You can find everything here.
IMO "analyses.R
" files should be used to produce analyses only. That makes the code much easier to be understood by humans (including me or collaborators, maybe in the future). I have found myself spending much more time to (re-re-re-)reading my code (to understand, correct, explain, ... it) than the time I spend writing it. I.e., I scroll much more than I type! Hence, I try to put all my effort to spend more time writing code that allows me to spend less time to read and understand it in the future!
Moreover, splitting everything that "do something," the code gain many bonuses:
- you can replicate function calls without repeating all their code (e.g., using the
purrr
package) - you can test the exact functionality of each function (e.g., using the
testthat
package) - if you need to change something you have to change it in one place only (avoiding many checks and possible sources of bugs)

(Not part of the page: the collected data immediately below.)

PR #4230, opened 2023-01-11
Add zNotch Extension

zkondor:
## Description

New extension `znotch` to manage macbook's notch visibility directly from `Raycast`. Allows explicitly to hide and show the notch, as well as toggle to an opposite state.

## Screencast

Since `macOS` doesn't provide any option to record laptop's screen's notch, the overall effect looks this way:

usage-demo

## Checklist

### DIFF
--- a/extensions/github/package-lock.json
+++ b/extensions/github/package-lock.json
@@ -7,8 +7,8 @@
       "name": "github",
       "license": "MIT",
       "dependencies": {
-        "@raycast/api": "^1.45.0",
-        "@raycast/utils": "^1.4.11",
+        "@raycast/api": "^1.45.3",
+        "@raycast/utils": "^1.4.15",
         "date-fns": "^2.29.3",
         "graphql-request": "^5.0.0",
         "lodash": "^4.17.21",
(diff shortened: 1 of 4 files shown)


peduarte:
Not sure what's happened with this PR, but shows that every single file has changed. The review page wont even load. 

image

Could you have a look? Thanks!

nhojb:
> Not sure what's happened with this PR, but shows that every single file has changed. The review page wont even load.

It's because @zkondor is attempting to merge directly into `main`. You need to:

- Stash your PR changes somewhere.
- Reset your fork to https://github.com/raycast/extensions
- Create a new branch for your PR
- Apply the changes to the new branch.
- Re-create the PR.

grzegorzkrukowski:
I don't think that's the real problem @nhojb - we should make PR to the `main` branch - it's correct.

The big problem is that on the fork @zkondor removed everything - all extensions and every single file that was in the repository - instead of just adding his extensions.
You can see it by checking his fork content.

grzegorzkrukowski:
I pushed the fix, but in case you need to do it in the future, here is how to do it easily:

```
//clone repository (it will connect to upstream automatically)
gh repo clone zkondor/raycast-extensions
//FINDER: copy extension folder before next steps
//fetch latest changes from our public repository
git fetch upstream
//reset fork to public repository state
git reset --hard upstream/main
// now you have the same state as our public repository, force push changes to fork as we overwrite history
git push origin main --force
// FINDER: re-add the extension
git add .
git commit -m "Add zNotch Extension"
```

grzegorzkrukowski:
I tried to fix the problem, but somehow I was able to force push to it the reset, but I'm not allowed to add the extension back to the repository 🤯

PR #4244, opened 2023-01-13
Fix Laravel Livewire Squishy Icon

austenc:
## Description

The prior version of the icon was missing the white fill in the Jellyfish's (Squishy) eye. This fixes it!

Thank you!


tafhyseni (approved):
Thank you for this change @austenc

PR #4260, opened 2023-01-14
Arc: Add new command to show bookmarks

ankitchouhan1020:
## Description
Arc doesn't support bookmarks for now. Many times, I felt the requirement of saving some tabs that I won't be using frequently. I used to do these via chrome bookmark folders.
In this PR, I added a way to save any tab in the local storage of raycast. Users can show all the bookmarks and remove them using the action panel. I'm utilizing the existing `Search Tab` command to bookmark any tab.

## Screencast
https://youtu.be/_Fgn-b-mQTg

## Checklist


ankitchouhan1020:
The issue with pinned/top tabs is that they are writable, which means if you play around with Tab and move to some other link, the original saved URL is lost. This frustrates me since I don't want to lose the original pinned URL.

I agree though that it can be confusing UX. The best solution will be if Arc opens up a new way of storing read-only links.

I'm not sure how much pin/unpin a tab will be useful. I prefer to move them using drag and drop.

ankitchouhan1020:
Should we play around with naming? Instead of saying bookmarks, it can be just `Saved Tabs` or something..

thomaspaulmann:
> Should we play around with naming? Instead of saying bookmarks, it can be just `Saved Tabs` or something..

That could work. I wonder if this should then be just part of the "Search Tabs" command? So you can save a tab and it will be another section?

I'm planning to add some preferences to sort and filter sections, which can then also cover your usecase. Just a heads up that I'm also adding a new command to search tabs, history, and suggestions in #4294.

ankitchouhan1020:
Yeah... make sense. We can use filters to view the saved tabs instead of a whole command.

Issue #4246, opened 2023-01-13
[Arc] "Search Tabs" and "Search Spaces" commands don't work


aesign:
### Extension

https://www.raycast.com/the-browser-company/arc

### Description

Thank you for the latest update, always wanted to browse arc tabs and spaces with Raycast. Unfortunately, both commands are not working for me as they throw an error.

When I run "Search Tabs":

`Error: Command failed with exit code 1: osascript -e 
    on escape_value(this_text)
      set AppleScript's text item delimiters to the "\""
      set the item_list to every text item of this_text
      set AppleScript's text item delimiters to the "\\\""
      set this_text to the item_list as string
      set AppleScript's text item delimiters to ""
      return this_text
    end replace_chars

    set _output to ""

    tell application "Arc"
      set _window_index to 1
      set _tab_index to 1
      
      repeat with _tab in tabs of first window
        set _title to my escape_value(get title of _tab)
        set _url to get URL of _tab
        set _location to get location of _tab
        
        set _output to (_output & "{ \"title\": \"" & _title & "\", \"url\": \"" & _url & "\", \"windowId\": " & _window_index & ", \"tabId\": " & _tab_index & " , \"location\": \"" & _location & "\" }")
        
        if _tab_index < (count tabs of first window) then
          set _output to (_output & ",\n")
        else
          set _output to (_output & "\n")
        end if
        
        set _tab_index to _tab_index + 1
      end repeat
    end tell
    
    return "[\n" & _output & "\n]"
   
629:637: execution error: Arc got an error: Can’t make location of item 1 of every tab of window 1 into type specifier. (-1700)
    at Lg (/Users/aesign/.config/raycast/extensions/606e26d8-b3c5-4760-8001-dccce1b872c4/search-tabs.js:49:58)
    at /Users/aesign/.config/raycast/extensions/606e26d8-b3c5-4760-8001-dccce1b872c4/search-tabs.js:49:8090
    at process.processTicksAndRejections (node:internal/process/task_queues:95:5)
    at async we (/Users/aesign/.config/raycast/extensions/606e26d8-b3c5-4760-8001-dccce1b872c4/search-tabs.js:49:41572)
    at async Object.l5 [as current] (/Users/aesign/.config/raycast/extensions/606e26d8-b3c5-4760-8001-dccce1b872c4/search-tabs.js:49:41651)`

When i run "Search Spaces":

`
Error: Command failed with exit code 1: osascript -e 
    set _output to ""

    tell application "Arc"    
[...]

Issue #4258, opened 2023-01-14
[Arc] Unable to search spaces & tabs in new update


abass:
### Extension

https://www.raycast.com/the-browser-company/arc

### Description

<img width="739" alt="CleanShot 2023-01-14 at 00 21 40@2x" src="https://user-images.githubusercontent.com/5505994/212458989-59b2702c-42c3-43ef-936a-8e6e9eb9f1c9.png">

Error: Command failed with exit code 1: osascript -e 
    set _output to ""

    tell application "Arc"    
      set _space_index to 1  
      
      repeat with _space in spaces of front window
        set _title to get title of _space
        
        set _output to (_output & "{ \"title\": \"" & _title & "\", \"id\": " & _space_index & " }")
        
        if _space_index < (count spaces of front window) then
          set _output to (_output & ",\n")
        else
          set _output to (_output & "\n")
        end if
        
        set _space_index to _space_index + 1
      end repeat
    end tell
    
    return "[\n" & _output & "\n]"
   
98:549: execution error: Arc got an error: Can’t make spaces of window 1 into type specifier. (-1700)
    at Z5 (/Users/alex/.config/raycast/extensions/606e26d8-b3c5-4760-8001-dccce1b872c4/search-spaces.js:30:57)
    at /Users/alex/.config/raycast/extensions/606e26d8-b3c5-4760-8001-dccce1b872c4/search-spaces.js:30:8086
    at process.processTicksAndRejections (node:internal/process/task_queues:95:5)
    at async Re (/Users/alex/.config/raycast/extensions/606e26d8-b3c5-4760-8001-dccce1b872c4/search-spaces.js:30:41401)
    at async Object.Ia [as current] (/Users/alex/.config/raycast/extensions/606e26d8-b3c5-4760-8001-dccce1b872c4/search-spaces.js:38:32)

### Steps To Reproduce

Search spaces, approve permissions, then try to search spaces

### Current Behaviour

Errors out

### Expected Behaviour

Not erroring out

ankitchouhan1020:
Tried using latest Arc version?

thomaspaulmann:
This should be fixed with a version check.

PR #4261, opened 2023-01-14
[Arc] Fix version check issues in Arc Extension

ankitchouhan1020:
Fixes: https://github.com/raycast/extensions/issues/4246
Maybe this too: https://github.com/raycast/extensions/issues/4258

Screenshot with changing required version to 0.85.1
image

### DIFF
--- a/extensions/arc/package.json
+++ b/extensions/arc/package.json
@@ -14,7 +14,8 @@
   ],
   "license": "MIT",
   "contributors": [
-    "zach"
+    "zach",
+    "ankitchouhan1020"
   ],
   "commands": [
     {


thomaspaulmann:
Thanks for the fix! I went and improved the code a bit further with two things:
1. I rely on the cached promise for the version check. This way it's faster than waiting for the AppleScript to finish loading.
2. I added an image to make the Version Check look a bit better.

arc 2023-01-14 at 14 17 12

thomaspaulmann:
And I added you as a contributor 😉

ankitchouhan1020:
Awesome, Thank You! I missed that caching part 🙈

PR #4279, opened 2023-01-16
Messages 2FA Codes: Added polling + general cleanup

thomaspaulmann:
## Description

The main purpose of this PR is to add polling of new 2FA codes. So you can open the command and the code might be a bit delayed. This way it shows up and you don't need to re-open the command.

While I was there, I cleaned up the extension a bit:
- Refactored for easier contribution
- Changed `iMessage` to `Messages` to match official name
- Added keyboard shortcuts to actions
- Cleaned up the UI

## Screencast

imessage-2fa 2023-01-16 at 17 55 51

## Checklist

### DIFF
--- a/extensions/imessage-2fa/src/utils.ts
+++ b/extensions/imessage-2fa/src/utils.ts
@@ -66,4 +66,4 @@ export function extractCode(original: string) {
   }
 
   return code;
-};
+}


thomaspaulmann:
@yuercl given that this extension is about 2FA codes, I was wondering to remove the search type dropdown. I assume just the `code` type should be enough? If we want to keep a search for messages, I would rather build a separate command that is optimized for this. WDYT?

yuercl (approved):
new hook 'useInterval' support

thomaspaulmann:
@yuercl what do you think of removing the filter dropdown as described above?

yuercl:
@thomaspaulmann Perhaps this scenario is more general, most of the time it is to search for all information, and a few times it is to extract the code, or in other words, extracting the code is just a shortcut.  so I agree with your suggestion about "remove filter dropdown menu". This will make the extension more concise.

Issue #4255, opened 2023-01-13
[Arc] Make Open New Tab function like it does in Arc


snelling-a:
### Extension

https://www.raycast.com/the-browser-company/arc

### Description

As it is implemented now, this feature just opens up Google. This is a very different experience to how  <kbd>⌘</kbd>+<kbd>t</kbd> work in Arc. It always felt like that was the intention behind that command not simply opening a new tab. It would be a lot better if we could see the same suggestions, Arc commands, etc. either in Raycast or opening the <kbd>⌘</kbd>+<kbd>t</kbd> menu the topmost page in Arc/Little Arc.

### Who will benefit from this feature?

everyone

### Anything else?

I am happy to help if needed

thomaspaulmann:
@snelling-a that sounds like the universal search command. Given that many folks are interested in it, I'll take a stab at it. It shouldn't be too hard.

snelling-a:
> @snelling-a that sounds like the universal search command. Given that many folks are interested in it, I'll take a stab at it. It shouldn't be too hard.

Nice! looking forward to it

aaronhmiller:
Same. Either be nicer if you could bring up the universal search that Arc uses when launching a New Tab or respect the search engine choice rather than defaulting to google.

thomaspaulmann:
A few ideas here:
- I’ll read the default search engine
- I’ll add an option to define a URL to open
- The other bits should be covered by an universal “Search Arc” command that searches across tabs, history, and suggestions. Then a new tab can be opened via this command. 

WDYT?

snelling-a:
SGTM!

thomaspaulmann:
First step, I added a preference for the URL that opens in the new tab in this PR #4280.

PR #4280, opened 2023-01-16
Arc new tab

thomaspaulmann:
## Description

As mentioned in #4255, I added a preference to define the URL that opens with the "Open New Tab" command. By default it's https://google.com.

## Checklist

### DIFF
--- a/extensions/arc/package.json
+++ b/extensions/arc/package.json
@@ -74,6 +74,7 @@
   "dependencies": {
     "@raycast/api": "^1.45.0",
     "@raycast/utils": "^1.4.0",
+    "is-url": "^1.2.4",
     "lodash": "^4.17.21",
     "run-applescript": "^6.1.0",
     "run-jxa": "^3.0.0",
@@ -81,6 +82,7 @@
     "sql.js": "^1.8.0"
   },
   "devDependencies": {
+    "@types/is-url": "^1.2.30",
     "@types/lodash": "^4.14.191",
     "@types/node": "^18.8.3",
     "@types/react": "^18.0.17",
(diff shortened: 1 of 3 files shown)


extensions/arc/package.json
```diff
@@ -58,19 +58,31 @@
...
+          "required": false,
+          "default": "https://google.com"
+        }
+      ]
     }
   ],
   "dependencies": {
     "@raycast/api": "^1.45.0",
     "@raycast/utils": "^1.4.0",
+    "is-url": "^1.2.4",
```
snelling-a, line 77: do you think it's necessary to use a library for this? it seems like a fairly simple [regex](https://www.oreilly.com/library/view/regular-expressions-cookbook/9781449327453/ch08s01.html) would do the trick.

snelling-a (approved):
🚀 tested and LGTM. 

One comment about validation of the url. Also, related to that, is it possible to do the validation when the user enters the url in the preferences? Might make for a better UX if the feedback is given there instead of when they try to open a new tab.

Screen Shot 2023-01-16 at 9 59 04 PM

extensions/arc/package.json
thomaspaulmann: I checked the package and it does pretty much that, this is why I pulled it in but good research.

thomaspaulmann:
> 🚀 tested and LGTM.
> 
> One comment about validation of the url. Also, related to that, is it possible to do the validation when the user enters the url in the preferences? Might make for a better UX if the feedback is given there instead of when they try to open a new tab.
> 
> Screen Shot 2023-01-16 at 9 59 04 PM

Nice, thanks for testing and verifying it works for you. Unfortunately we don't have validation in the preferences yet. This could be indeed a nice-to-have that would improve the UX. We have plans to revamp the preferences and make it more dynamic and configurable. This should also cover validation. In the meantime I added some validation in the command as you've seen.

PR #4282, opened 2023-01-16
Enhances the Pinboard extension to be able to search with more than just tags (and also to use a cache)

kory-smith:
## Description

This PR adds the ability to search for pins using their title.

## Checklist

### DIFF
--- a/extensions/pinboard/src/api.tsx
+++ b/extensions/pinboard/src/api.tsx
@@ -18,7 +18,7 @@ export function useSearchConstantsBookmarks() {
 
       const data = (await response.json()) as PinboardBookmark[];
       if (data !== undefined) {
-        const constantTagsData = constantTags.split(" ");
+        const constantTagsData = constantTags?.split(" ");
         if (constantTags.length) {
           const items: Bookmark[] = data.map((post) => transformBookmark(post));
           const filtered = items.filter((tag) => {


kory-smith:
Alright, @fe9lix, I'd love it if you'd pull down the code and try it for yourself. I'm hopeful you'll like the experience.

I still have a few changes to make before it's done, but all of the search functions now work with the new useSearchBookmarks hook (which now includes caching). So I'd love your opinion on whether or not it feels right.

pernielsentikaer (commented):
Hi @kory-smith 👋 

Do you have an API token I can borrow for a few minutes to test it, or is that impossible? 

You can always catch me in [Twitter](twitter.com/pertikaer/) and [Slack](https://www.raycast.com/community)

kory-smith:
> Hi @kory-smith 👋
> 
> Do you have an API token I can borrow for a few minutes to test it, or is that impossible?
> 
> You can always catch me in [Twitter](twitter.com/pertikaer/) and [Slack](https://www.raycast.com/community)

Hey @pernielsentikaer! Sure, you can use my API token to test. I'll reach out to you on Twitter DMs to give it to you, and I'll invalidate it once you're done.

pernielsentikaer:
Hi @kory-smith 👋 

I gave the extension some love and rewrote huge parts of the code; let me know how it works.
Also removed an obsolete command since it's not build inside the regular search

fe9lix:
Hey, I've quickly tested the extensions with the changes and have a couple of remarks:

**Search:**
Does the changed version not use typeahead search any more but rather filters the local list? I've got around two thousand bookmarks on Pinboard and it seems that all of them are now loaded initially. With caching, this still performs okayish on my fast machine but I guess it doesn't scale for users with even more bookmarks. Unfortunately, the pinboard API is somewhat limited, which is why the typeahead search has been limited to tags so far. (Pinboard's newer beta API would allow for searches in titles but back then I wasn't able to get access to it and it's state is generally somewhat unclear...)

**Tags:**
The tags show up funky when bookmarks have multiple tags that don't fit – with the new rendering they take up more space now: 
CleanShot 2023-02-19 at 19 29 10@2x
I'd suggest to limit displaying tags to the first 5 maybe. 

**Errors:**
When opening "Search Bookmarks with Constant Tags", I receive the following error toast:
"Failed to fetch latest data"

```
TypeError: Cannot read properties of undefined (reading 'split')
    at Object.parseResponse [as current] (...searchBookmarksWithConstantTags.js:44:1350)
    at process.processTicksAndRejections (node:internal/process/task_queues:95:5)
    at async Object.current (...searchBookmarksWithConstantTags.js:19:314913)
```

kory-smith:
> **Search:** Does the changed version not use typeahead search any more but rather filters the local list? I've got around two thousand bookmarks on Pinboard and it seems that all of them are now loaded initially. With caching, this still performs okayish on my fast machine but I guess it doesn't scale for users with even more bookmarks. Unfortunately, the pinboard API is somewhat limited, which is why the typeahead search has been limited to tags so far. (Pinboard's newer beta API would allow for searches in titles but back then I wasn't able to get access to it and it's state is generally somewhat unclear...)

Yes. Right now, every time you run the "Search Pinboard", the "posts/all" endpoint is called. It's set up currently so that the results of the previous search are cached so that results are _immediately_ visible. This probably has a few problems, the most obvious is that the /all/ API route is rate limited to once every 5 minutes (though testing on my part shows that this isn't always enforced).

My previous version of the code handled things a bit differently: It would call posts/all once, cache the response, and only re-call posts/all if the code determined that the users bookmarks had changed since the last fetch (as determined by the last-updated time provided by Pinboard). If you think it's preferable, we could go back to that?

Sidebar: I also tried to get access to the new version of the API and was unsuccessful.

> Tags:
The tags show up funky when bookmarks have multiple tags that don't fit – with the new rendering they take up more space now:
CleanShot 2023-02-19 at 19 29 10@2x
I'd suggest to limit displaying tags to the first 5 maybe.

This is a good idea and I'll make the change.

I'll also look into that error.

kory-smith:
Let's unstale this bad boy. I moved to Brooklyn and had zero time to work on this. Now I have non-zero time!

@fe9lix, there is a design decision to be made here. We can continue the current method where the previous search results are returned instantly and a fetch is called whenever the search bookmarks endpoint is called.

Alternatively, we can go back to an earlier implementation of mine. We can do some magic with caching such that new fetches are only performed if we've determined that a user's pins have been modified since our last fetch.

What do you think?

kory-smith:
> How about adding the caching for the last X most recent entries so that there's immediately a list when you enter the command, but still doing throttled type-ahead search against the endpoint as the user enters the query? The downside is that (like before) we can only search tags via the API – but I guess that's preferable to potentially slowing down the retrieval and list rendering when there are a lot of bookmarks.

The ability to search for more than just tags is really, really important to me. I have the implementation locally, so i'm good, but I would be willing to bet that other people want to search with tag titles too. If we're slowing things down too much, I think I would prefer if we went back to the slightly cumbersome caching strategy instead of removing the ability to search for tags.

To summarize, I can bring the code to a state where all your bookmarks are available instantly (via a local cache) and no network requests are done unless the code determines that your bookmarks have changed since the last cache time. How does that sound?

fe9lix:
Hey @kory-smith, searching titles is indeed a great improvement. I think we talk about different things re performance, though: what I mean is the the actual list performance and search-as-you-type and not the networking call. I have >2k bookmarks, which are all loaded into the list; the list then gets re-rendered with each keypress. It does perform okayish on my machine but I guess there would be a performance issue on slower machines or when you load even more bookmarks (which, at some point, will also result in an out-of-memory exception when the heap limit is reached). 

Here's the ideal solution from my perspective: load all bookmarks and store them in a local SQLite database; each time the command gets opened, fire a networking call to see whether something has changed; if so, load the current data and update the database; whenever the user searches, query the local database and only render the results into the list. This would obviously be some work, so I wonder what the best path forward is for now. We *could* leave your current version as-is and wait until somebody really runs into the mentioned performance issues. What I'd suggest to still tackle is not loading *all* bookmark entries whenever the command is opened (in my case ~2k entries in JSON format each time) but check for changes and only then load all. If I understand it correctly, that's also what you were suggesting above.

As the code and the analyses become more sophisticated (or repeated!), I think a package is a better environment for the work. Usually, I directly create a package for every analyses or project (if it is not a very little one both in space and time). Once you gain some practice, set up a package takes you no more than a couple of hours (often much less: usethis::create_package()
create the basic skeleton in few seconds...). With a package, many tools for automating tests are provided. With a package, all the code is "packaged," so it is easier to share the whole project or to ask someone else to contribute. There are also fewer constraints for names of internal functions:
- they cannot conflict with anything externally (if not exported)
- external functions cannot conflict with the internal ones (function not internal nor in
base
must be called including the original package, e.g.,dplyr::select()
).
I can suggest How to write readable code by Dustin Boswell. It was incredible for me!